The mechanisms of the beneficial effects of SGLT2 inhibitors on cardiac remodelling and function are not completely understood. Improved glycaemic control and hypotensive effects seem unlikely, given that their benefits would have taken years. Other hypotheses like intravascular volume reduction, inhibition in the Na/H exchanger, and tissue oxygenation improvement via increased haematocrit have been proposed [39]. It has also been postulated that SGLT2 inhibitors may increase myocardial energy supply and metabolic efficiency, thereby, improving myocardial performance. Santos-Gallego et al. [40] showed that empagliflozin switched myocardial fuel utilization away from glucose towards other molecules like ketone bodies, free fatty acids and branched-chain amino acid that improved myocardial energetics.

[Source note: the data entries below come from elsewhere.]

PR #2242, opened 2025-09-05
fix(force-removal): ensure cleanup succeeds even with expired context

JeremyTheocharis:
## Summary
Fixes force removal operations that were failing when parent context expired, preventing cleanup of failed instances.

## Problem
When instances had permanent failures (after max retries), the system would try to force remove them but fail immediately if the parent context had expired. This prevented cleanup and caused resource leaks.

## Solution
Similar to the FSM transition fix in #2241, this gives force removal operations a fresh context when the parent has expired:
- Check if parent context is expired
- If expired, create fresh 5-second context for cleanup
- Log warning and proceed with force removal

## Changes
- Add fresh context logic to force removal functions:
  - `ForceRemoveProtocolConverter`
  - `ForceRemoveDataFlowComponent`
  - `ForceRemoveConnection`
  - `S6 ForceRemove`
- Centralize timeout constants in `pkg/constants/fsm.go`
- Add proper logging when using fresh context

## Technical Details
The force removal functions were checking `ctx.Err()` at the beginning and immediately returning if context was expired, without performing any cleanup. Now they detect this condition and create a fresh context to ensure cleanup can proceed.

## Linear Issues
- Fixes [ENG-3420](https://linear.app/united-manufacturing-hub/issue/ENG-3420)
- Parent issue: [ENG-3393](https://linear.app/united-manufacturing-hub/issue/ENG-3393)

## Dependencies
This PR is stacked on top of #2241 (FSM context fix) and should be merged after it.

## Test Plan
- [x] Unit tests pass
- [x] Linter passes
- [ ] Deploy and verify force removal succeeds under high load
- [ ] Confirm no more "failed to force remove" errors in logs


JeremyTheocharis:
@coderabbitai review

Although other authors demonstrated that SGLT2 inhibitors improve diastolic function in T2DM patients [29, 41, 42] we achieved a significant improvement only on septal e’ values (Table 4), probably due to our reduced sample size also without signification when using ANOVA analysis (Table 5).

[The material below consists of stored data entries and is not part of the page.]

PR #2259, opened 2025-09-12
fix: implement DirectoryHealth detection for S6 service self-healing

JeremyTheocharis:
## Summary
This PR implements directory health detection for S6 services to automatically recover when service directories are missing or corrupted. This fixes the critical issue where FSMs get stuck in infinite loops showing "stopping: not existing" when S6 service directories are deleted or force-removed.

**Fixes:**
- [[ENG-3468](https://linear.app/united-manufacturing-hub/issue/ENG-3468)](https://linear.app/united-manufacturing-hub/issue/ENG-3468): Parent FSM stuck when S6 service returns empty string "not existing"
- [[ENG-3469](https://linear.app/united-manufacturing-hub/issue/ENG-3469)](https://linear.app/united-manufacturing-hub/issue/ENG-3469): Add S6 directory diagnostic logging for troubleshooting

## Context: The User-Visible Problem

Users are experiencing services stuck in states like:
- `"stopping: S6 is not stopped, current state: not existing"`
- Services showing green/active in UI while processes are actually dead
- Bridge FSMs stuck in "Starting" while underlying services are in "Stopping"

This creates a cascade of issues where services can't recover and require manual intervention.

### Experiment 1: Manual Directory Deletion
- Deleted individual files → Not detected
- Deleted supervise directory → Not detected
- Deleted entire service directory → Detected as "service does not exist" error
- **Finding**: No automatic recovery mechanism exists

### Experiment 2: Directory Deletion + State Change
- Deleted directory, then set desired state to stopped
- Result: UI stays green, but internally shows "fail to update observed state: service does not exist"
- When transitioning states: Gets stuck with "stopping: not existing"
- **Finding**: State transitions fail silently when directories are missing

### Experiment 3: Self-Healing Attempt
- Tried to make FSM self-remove when detecting bad directory
- **Discovery**: FSMs can't self-remove! Manager immediately overrides stop→running
- Created [[ENG-3473](https://linear.app/united-manufacturing-hub/issue/ENG-3473)](https://linear.app/united-manufacturing-hub/issue/ENG-3473) to track this architectural limitation

## Root Cause Analysis

The issue occurs through this sequence:
1. High system load causes status update failures (5x in a row)
2. System triggers force removal to clean up
3. Directory gets deleted but FSM remains in "running" state
4. User deploys new config or system tries to stop service
5. FSM enters "stopping" state but can't verify stop completion
6. Stuck in infinite loop: "not existing" error

### 1. Directory Health Detection (Core Fix)
- Added `DirectoryHealth` field to S6ObservedState with three states:
  - `HealthOK`: All tracked files exist
  - `HealthBad`: Missing/corrupted directory
  - `HealthUnknown`: I/O errors or untracked state (e.g., after restart)
- Check integrity on every tick in `UpdateObservedStateOfInstance`
- Handle unhealthy directories based on current FSM state

### 2. Comprehensive Diagnostic Logging (ENG-3469)
- Added `logS6DirectoryState()` function that captures:
  - Directory structure (exists, supervise, status, run, down files)
  - Process state (PID, running status)
  - S6 service info (uptime, exit history, etc.)
  - FSM state context
- Triggers on: empty state, "not existing" errors, degraded state, stopping failures
- Performance optimized: Only logs during error conditions

#### Config File Path Bug
```go
// BUG: Tracked with relative path
createdFiles = append(createdFiles, filepath.Join("config", originalPath))
// FIX: Track with absolute path
createdFiles = append(createdFiles, path)
```

#### Down File Tracking Issue
```go
// Down files are temporary control files - should NOT be tracked
// They're removed when starting, created when stopping
// After agent restart, missing down file ≠ unhealthy directory
```

#### artifacts==nil Interpretation
```go
// BUG: Returned HealthBad when artifacts==nil
// FIX: Return HealthUnknown (normal during init/restart)
```
### Cold Start Test ✅
- Services reach active in ~14s

### Restart Test ✅
- 5 transient errors (expected)
- Recovery within 2-3 cycles
- No false positives

### Missing File Detection ✅
- Correctly identifies missing files
- Comprehensive diagnostic logs
- ⚠️ Full recovery blocked by manager (ENG-3473)

## Known Limitations

**Manager Override Issue (ENG-3473)**
- FSM detects bad directory → sets state to "stopped"
- Manager sees config says "running" → forces back to running
- Creates ping-pong effect
- **Workaround**: For "stopping" state, we consider bad directory as successfully stopped

## Review Guide

1. **Start with models.go**: New DirectoryHealth field
2. **Then s6/lifecycle.go**: Down file management explanation (line 383+)
3. **Check s6/actions.go**: 
   - CreateInstance verification
   - UpdateObservedStateOfInstance changes
4. **Review s6/reconcile.go**: handleUnhealthyDirectory logic
5. **Finally benthos/**: Diagnostic logging implementation

## Related Issues
- Prerequisite for proper fix: [[ENG-3473](https://linear.app/united-manufacturing-hub/issue/ENG-3473)](https://linear.app/united-manufacturing-hub/issue/ENG-3473) (Manager health awareness)
- Load-related trigger: [[ENG-3417](https://linear.app/united-manufacturing-hub/issue/ENG-3417)](https://linear.app/united-manufacturing-hub/issue/ENG-3417) (Prevent force removal under load)
- Parent issue: [[ENG-3400](https://linear.app/united-manufacturing-hub/issue/ENG-3400)](https://linear.app/united-manufacturing-hub/issue/ENG-3400) (Grey state investigation)

### DIFF
--- a/umh-core/internal/fsm/baseFSM.go
+++ b/umh-core/internal/fsm/baseFSM.go
@@ -446,7 +446,16 @@ func (s *BaseFSMInstance) HandlePermanentError(
 
 		// After successful force removal, set FSM state directly to removed
 		// This will cause ReconcileLifecycleStates to return ErrInstanceRemoved,
-		// signaling the manager to delete and recreate the instance
+		// signaling the manager to delete and recreate the instance.
+		//
+		// NOTE: This is an intentional violation of normal FSM state transition rules.
+		// We directly manipulate the state here because:
+		// 1. This is an emergency recovery path after force removal
+		// 2. Normal state transitions have already failed or are impossible
+		// 3. The instance will be deleted and recreated by the manager anyway
+		// 4. The mutex in SetCurrentFSMState prevents data races
+		// This is safe because force removal only happens when the instance is corrupted
+		// and needs to be completely recreated.
 		s.SetCurrentFSMState(LifecycleStateRemoved)
 		logger.Infof("%s instance %s force removed and transitioned to removed state", s.cfg.ID, instanceID)
 		return err, true
@@ -471,6 +480,7 @@ func (s *BaseFSMInstance) HandlePermanentError(
 				return fmt.Errorf("failed to force remove the %s instance: %s : %w", s.cfg.ID, backoff.PermanentFailureError, forceErr), false
 			}
 			// After successful force removal, set FSM state directly to removed
+			// (See comment above for why this direct state manipulation is safe)
 			s.SetCurrentFSMState(LifecycleStateRemoved)
 			logger.Infof("%s instance %s force removed after normal removal failed and transitioned to removed state", s.cfg.ID, instanceID)
 		}
--- a/umh-core/internal/fsm/baseFSM.go
+++ b/umh-core/internal/fsm/baseFSM.go
@@ -248,12 +248,12 @@ func (s *BaseFSMInstance) SendEvent(ctx context.Context, eventName string, args 
 
 	// Execute the FSM transition with guaranteed time to complete
 	err := s.fsm.Event(fsmCtx, eventName, args...)
-	
+
 	// Check if parent context expired while we were executing
 	if err == nil && ctx.Err() != nil {
 		s.logger.Warnf("FSM transition completed successfully but parent context expired - prevented stuck transition but now outside of cycle time (preventing bigger impact)")
 	}
-	
+
 	if err != nil {
 		// Enhanced error message with state context
 		enhancedErr := fmt.Errorf("FSM %s failed transition: current_state='%s' -> event='%s' (desired_state='%s'): %w",
@@ -458,6 +458,7 @@ func (s *BaseFSMInstance) HandlePermanentError(
 		// and needs to be completely recreated.
 		s.SetCurrentFSMState(LifecycleStateRemoved)
 		logger.Infof("%s instance %s force removed and transitioned to removed state", s.cfg.ID, instanceID)
+
 		return err, true
 	} else {
 		// Not in a shutdown state yet, so try normal removal first
--- a/umh-core/internal/fsm/baseFSM.go
+++ b/umh-core/internal/fsm/baseFSM.go
@@ -444,6 +444,11 @@ func (s *BaseFSMInstance) HandlePermanentError(
 			return fmt.Errorf("failed to force remove the %s instance: %s : %w", s.cfg.ID, backoff.PermanentFailureError, forceErr), false
 		}
 
+		// After successful force removal, set FSM state directly to removed
+		// This will cause ReconcileLifecycleStates to return ErrInstanceRemoved,
+		// signaling the manager to delete and recreate the instance
+		s.SetCurrentFSMState(LifecycleStateRemoved)
+		logger.Infof("%s instance %s force removed and transitioned to removed state", s.cfg.ID, instanceID)
 		return err, true
 	} else {
 		// Not in a shutdown state yet, so try normal removal first
@@ -465,6 +470,9 @@ func (s *BaseFSMInstance) HandlePermanentError(
 
 				return fmt.Errorf("failed to force remove the %s instance: %s : %w", s.cfg.ID, backoff.PermanentFailureError, forceErr), false
 			}
+			// After successful force removal, set FSM state directly to removed
+			s.SetCurrentFSMState(LifecycleStateRemoved)
+			logger.Infof("%s instance %s force removed after normal removal failed and transitioned to removed state", s.cfg.ID, instanceID)
 		}
 
 		return nil, false // Let's try to at least reconcile towards a stopped/removed state
--- a/umh-core/pkg/fsm/benthos/actions.go
+++ b/umh-core/pkg/fsm/benthos/actions.go
@@ -50,6 +50,7 @@ import (
 
 // logS6DirectoryState provides comprehensive diagnostic logging when S6 state is empty or problematic.
 // This helps troubleshoot "not existing" errors (ENG-3468) by capturing the full state of S6 directories.
+// This function spawns a goroutine for async logging to avoid blocking the reconciliation loop.
 func (b *BenthosInstance) logS6DirectoryState(ctx context.Context, trigger string) {
 	// Only log when S6FSMState is empty or shows problems
 	s6State := b.ObservedState.ServiceInfo.S6FSMState
@@ -57,6 +58,14 @@ func (b *BenthosInstance) logS6DirectoryState(ctx context.Context, trigger strin
 		return
 	}
 
+	// Spawn goroutine for async diagnostic logging and Sentry reporting
+	// This prevents blocking the reconciliation loop with I/O operations
+	go b.logS6DirectoryStateAsync(trigger, s6State)
+}
+
+// logS6DirectoryStateAsync performs the actual diagnostic logging in a goroutine.
+// Uses context.Background() since this is fire-and-forget async logging.
+func (b *BenthosInstance) logS6DirectoryStateAsync(trigger string, s6State string) {
 	serviceName := b.baseFSMInstance.GetID()
 	// Convert to S6 service name format (benthos- prefix)
 	s6ServiceName := "benthos-" + serviceName
--- a/umh-core/pkg/fsm/benthos/actions.go
+++ b/umh-core/pkg/fsm/benthos/actions.go
@@ -53,7 +53,7 @@ import (
 
 // logS6DirectoryState provides comprehensive diagnostic logging when S6 state is empty or problematic.
 // This helps troubleshoot "not existing" errors (ENG-3468) by capturing the full state of S6 directories.
-// This function spawns a goroutine for async logging to avoid blocking the reconciliation loop.
+// This function spawns a short-lived goroutine for async logging to avoid blocking the reconciliation loop.
 func (b *BenthosInstance) logS6DirectoryState(ctx context.Context, trigger string) {
 	// Only log when S6FSMState is empty or shows problems
 	s6State := b.ObservedState.ServiceInfo.S6FSMState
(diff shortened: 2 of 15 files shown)


umh-core/pkg/fsm/benthos/actions.go
```diff
@@ -45,6 +47,166 @@ import (
...
+		if _, err := os.Stat(procPath); err == nil {
+			processRunning = true
+		}
+	}
+	
+	// Extract S6 service info for comprehensive logging
+	s6Info := b.ObservedState.ServiceInfo.S6ObservedState.ServiceInfo
+	
+	// Log comprehensive state - this is critical for debugging
+	b.baseFSMInstance.GetLogger().Warnf(
```
FreiPaul: Change log level to debug?

umh-core/pkg/fsm/benthos/reconcile.go
```diff
@@ -473,6 +479,11 @@ func (b *BenthosInstance) reconcileTransitionToStopped(ctx context.Context, serv
 	isStopped, reason := b.IsBenthosS6Stopped()
 	if currentState == OperationalStateStopping {
 		if !isStopped {
+			// Log diagnostic info when stuck in stopping state
+			if strings.Contains(reason, "not existing") {
```
FreiPaul: maybe we can define the not existing state string as a constant

umh-core/pkg/fsm/benthos/actions.go
```diff
@@ -301,6 +463,9 @@ func (b *BenthosInstance) IsBenthosS6Running() (bool, string) {
 
 	currentState := b.ObservedState.ServiceInfo.S6FSMState
 	if currentState == "" {
+		// Log diagnostic info when we encounter empty S6 state
+		b.logS6DirectoryState(context.Background(), "IsBenthosS6Running_empty_state")
```
FreiPaul: should we really give it background context?

umh-core/pkg/fsm/benthos/actions.go
```diff
@@ -323,6 +488,9 @@ func (b *BenthosInstance) IsBenthosS6Stopped() (bool, string) {
 	fsmState := b.ObservedState.ServiceInfo.S6FSMState
 	switch fsmState {
 	case "":
+		// Log diagnostic info when we encounter empty S6 state
+		b.logS6DirectoryState(context.Background(), "IsBenthosS6Stopped_empty_state")
```
FreiPaul: should we really give it background context?

umh-core/internal/fsm/baseFSM.go
```diff
@@ -444,6 +444,11 @@ func (s *BaseFSMInstance) HandlePermanentError(
 			return fmt.Errorf("failed to force remove the %s instance: %s : %w", s.cfg.ID, backoff.PermanentFailureError, forceErr), false
 		}
 
+		// After successful force removal, set FSM state directly to removed
+		// This will cause ReconcileLifecycleStates to return ErrInstanceRemoved,
+		// signaling the manager to delete and recreate the instance
+		s.SetCurrentFSMState(LifecycleStateRemoved)
```
FreiPaul, line 459: Can this direct fsm state assetion cause race conditions when another transition is active?
If you are sure about this, maybe add a comment that we can safely violate FSM rule #9 here

umh-core/pkg/fsm/benthos/actions.go
JeremyTheocharis: Fixed in commit a1f7d2fdb - Changed to DEBUG level as suggested. Also added Sentry reporting to ensure we still capture diagnostics in production (where customers run at INFO level). The Sentry reporting uses the built-in 2hr debounce to prevent spam. Added TODO(ENG-3468) to remove once the directory corruption issues are resolved.

umh-core/pkg/fsm/benthos/reconcile.go
JeremyTheocharis: Fixed in commit 212f774a8 - Created  constant in  with documentation explaining when this state occurs (service removed, directory corrupted, or never created). This eliminates the magic string and provides clarity about what 'not existing' actually represents in the FSM context.

JeremyTheocharis: Correction to my previous comment: Fixed in commit 53f24019b - Created S6StateNotExisting constant in pkg/service/benthos/errors.go with documentation explaining when this state occurs (service removed, directory corrupted, or never created). This eliminates the magic string and provides clarity about what 'not existing' actually represents in the FSM context.

umh-core/pkg/fsm/benthos/actions.go
JeremyTheocharis: Fixed in commit 3690ad1e5 - Made the diagnostic logging async by spawning a goroutine. This way we legitimately use context.Background() for fire-and-forget operations while preventing I/O from blocking the reconciliation loop. The main function still respects the context parameter, but the actual logging happens asynchronously.

umh-core/pkg/fsm/benthos/actions.go
JeremyTheocharis: Same fix as above - commit 3690ad1e5 makes all diagnostic logging async.

umh-core/internal/fsm/baseFSM.go
JeremyTheocharis: Fixed in commit 5d60107ee - Added comprehensive documentation explaining why this direct state manipulation is safe and intentional.

Regarding FSM rule #9: I couldn't find this rule documented in our codebase. Could you clarify what rule #9 refers to? Is this from our team conventions or a general FSM principle?

The SetCurrentFSMState usage here is indeed a deliberate violation of normal state transition rules, but it's safe because:
1. It's only used in the force removal error recovery path
2. Normal transitions have already failed at this point
3. The instance will be deleted and recreated by the manager
4. The method has mutex protection against data races

This is essentially our 'break glass' emergency procedure for corrupted instances. The documentation now makes this explicit.

umh-core/internal/fsm/baseFSM.go
```diff
@@ -444,6 +444,11 @@ func (s *BaseFSMInstance) HandlePermanentError(
...
+		logger.Infof("%s instance %s force removed and transitioned to removed state", s.cfg.ID, instanceID)
 		return err, true
```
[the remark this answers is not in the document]
JeremyTheocharis: This suggestion is not needed. After a successful force removal, the FSM instance is deleted and recreated by the manager (as stated in the comment). When the instance is deleted, all associated state including backoff is cleared. The return of the original error with handled=true signals the manager to perform this deletion. 

Setting the state to LifecycleStateRemoved causes ReconcileLifecycleStates to return ErrInstanceRemoved, which triggers the manager to delete and recreate the entire instance. This is the intended behavior for handling corrupted instances that cannot be recovered through normal means.

umh-core/internal/fsm/baseFSM.go
```diff
@@ -465,6 +470,9 @@
 
 				return fmt.Errorf("failed to force remove the %s instance: %s : %w", s.cfg.ID, backoff.PermanentFailureError, forceErr), false
 			}
+			// After successful force removal, set FSM state directly to removed
+			s.SetCurrentFSMState(LifecycleStateRemoved)
+			logger.Infof("%s instance %s force removed after normal removal failed and transitioned to removed state", s.cfg.ID, instanceID)
 		}
```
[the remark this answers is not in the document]
JeremyTheocharis: Same as above - this suggestion is not needed. The FSM instance is deleted and recreated by the manager after setting state to LifecycleStateRemoved. All state including backoff is cleared when the instance is deleted. This is the intended design for handling corrupted instances.

umh-core/pkg/fsm/s6/actions.go
```diff
@@ -198,39 +212,69 @@ func (s *S6Instance) UpdateObservedStateOfInstance(ctx context.Context, services
...
 
-		err := s.baseFSMInstance.Remove(ctx)
-		if err != nil {
-			s.baseFSMInstance.GetLogger().Errorf("error removing S6 instance %s: %v", s.baseFSMInstance.GetID(), err)
-
-			return err
+				return err
+			}
 		}
 	}
```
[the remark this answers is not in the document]
JeremyTheocharis: Good suggestion for improvement. However, this is in the S6 FSM which currently uses reflect.DeepEqual consistently. For this PR focused on Benthos FSM fixes, I'll maintain consistency with the existing S6 pattern. The improvement to use S6ServiceConfig.Equal() and gate to HealthOK only should be addressed in a separate PR focused on S6 FSM improvements to avoid scope creep.

umh-core/pkg/fsm/s6/reconcile.go
```diff
@@ -233,6 +234,11 @@ func (s *S6Instance) reconcileOperationalStates(ctx context.Context, services se
 		metrics.ObserveReconcileTime(metrics.ComponentS6Instance, s.baseFSMInstance.GetID()+".reconcileOperationalStates", time.Since(start))
 	}()
 
+	// Check for unhealthy directory first - this takes precedence over normal state transitions
+	if s.ObservedState.DirectoryHealth == s6service.HealthBad {
+		return s.handleUnhealthyDirectory(ctx, services)
+	}
+
```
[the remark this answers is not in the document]
JeremyTheocharis: Confirmed - this was addressed in commits cd6abf7 to 5d8b96e. The early return issue was fixed by moving the directory health check to UpdateObservedStateOfInstance, which runs before reconcileOperationalStates. This ensures the stopping workaround can still execute properly.

umh-core/internal/fsm/baseFSM.go
FreiPaul: I meant the FSM rule 9 from fsm.mdc

umh-core/pkg/fsm/benthos/actions.go
```diff
@@ -58,27 +61,75 @@ func (b *BenthosInstance) logS6DirectoryState(ctx context.Context, trigger strin
...
+	var lastLogs []s6service.LogEntry
+	logs := b.ObservedState.ServiceInfo.BenthosStatus.BenthosLogs
+	if len(logs) > 0 {
+		start := len(logs) - 3
+		if start < 0 {
+			start = 0
+		}
+		// Make a copy of just the entries we need
+		lastLogs = make([]s6service.LogEntry, len(logs[start:]))
+		copy(lastLogs, logs[start:])
```
FreiPaul: nit: maybe more readable like that (with import "cmp"):
```
n := min(3, len(logs))
lastLogs := append([]s6service.LogEntry(nil), logs[len(logs)-n:]...)
```

umh-core/pkg/fsm/benthos/actions.go
```diff
@@ -119,8 +170,7 @@ func (b *BenthosInstance) logS6DirectoryStateAsync(trigger string, s6State strin
 		}
 	}
 
-	// Gather FSM state context
-	currentFSMState := b.baseFSMInstance.GetCurrentFSMState()
+	// Note: currentFSMState is now a parameter, already captured
```
FreiPaul: Nit: those notes look good in the diff view here when reviewing but might not be needed in the final code. The info that those are snapshotted parmeters is already in the function docstring

umh-core/internal/fsm/baseFSM.go
JeremyTheocharis: in this case it is fine as it is a "emergency" recovery there

umh-core/pkg/fsm/benthos/actions.go
```diff
@@ -50,13 +50,22 @@ import (
...
 func (b *BenthosInstance) logS6DirectoryState(ctx context.Context, trigger string) {
 	// Only log when S6FSMState is empty or shows problems
 	s6State := b.ObservedState.ServiceInfo.S6FSMState
 	if s6State != "" && s6State != benthos_service.S6StateNotExisting {
 		return
 	}
 
+	// Spawn goroutine for async diagnostic logging and Sentry reporting
+	// This prevents blocking the reconciliation loop with I/O operations
+	go b.logS6DirectoryStateAsync(trigger, s6State)
```
FreiPaul: Nit: Might be worth, noting that this routine is short-lived and terminates quickly. Because we have may other long-running goroutines with loops, I think about goroutines as long-running in this repo

umh-core/pkg/fsm/benthos/actions.go
```diff
@@ -50,13 +50,22 @@ import (
...
+}
+
+// logS6DirectoryStateAsync performs the actual diagnostic logging in a goroutine.
+// Uses context.Background() since this is fire-and-forget async logging.
```
FreiPaul: Nit: I understand, why this is fire-and-forget but is there anything against passing it a context of some seconds just to avoid leaks? This context could also be inherited from the context of logS6DirectoryState:
`logCtx, cancel := context.WithTimeout(ctx, 5*time.Second)`

umh-core/pkg/fsm/benthos/actions.go
```diff
@@ -45,6 +51,250 @@ import (
...
+	healthIsReady := b.ObservedState.ServiceInfo.BenthosStatus.HealthCheck.IsReady
+	metricsState := b.ObservedState.ServiceInfo.BenthosStatus.BenthosMetrics.MetricsState
+	
+	// Copy only the last 3 log entries (not the entire log array)
+	var lastLogs []s6service.LogEntry
+	logs := b.ObservedState.ServiceInfo.BenthosStatus.BenthosLogs
+	if len(logs) > 0 {
+		n := min(3, len(logs))
+		// Make a copy of just the last n entries
+		lastLogs = append([]s6service.LogEntry(nil), logs[len(logs)-n:]...)
```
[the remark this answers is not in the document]
JeremyTheocharis: Starting with Go 1.21, there’s a built-in min function that works with any ordered type (integers, floats, strings, etc.):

In our opinion, our main limitation was the non-randomized design of our study that hampered the establishment of a cause-effect relationship between SGLT2 inhibitors and positive effects on LV mass and function. However, there is a biologic plausibility for a relation between our results and the positive clinical impact of SGLT2 inhibition on patients with heart failure and reduced ejection fraction both with and without T2DM [43]. Other limitations of our study were the short duration of the follow-up and the reduced number of patients. These limitations made it difficult to obtain statistically significant differences in other variables. In addition, unfortunately, the small sample size hampered the comparisons between different iSGLT2. However, despite the limited number of patients and relatively short follow-up, it seems that there are large differences in significant variables between the groups taking into account SGLT inhibitors as a whole. Finally, although cardiac magnetic resonance is the gold standard for cardiac chambers volume and mass assessment, we preferred the use of echocardiography due to a more widespread use. On the other hand, one strength of the study was that it evaluated the effects of SGLT2 inhibitors on LV mass and function in real-world settings. It included a patient population that may be more representative of the non-selective population normally used in randomised controlled trials and provided evidence that the treatment may exert positive effects in the every day practice.

Conclusions

The present study showed that T2DM patients treated with SGLT2 inhibitors displayed positive effects on left ventricular remodelling due to a reduction in LVM, and LV longitudinal function assessed by speckle tracking echocardiography. These findings could explain the beneficial effects on cardiovascular outcomes seen in clinical trials.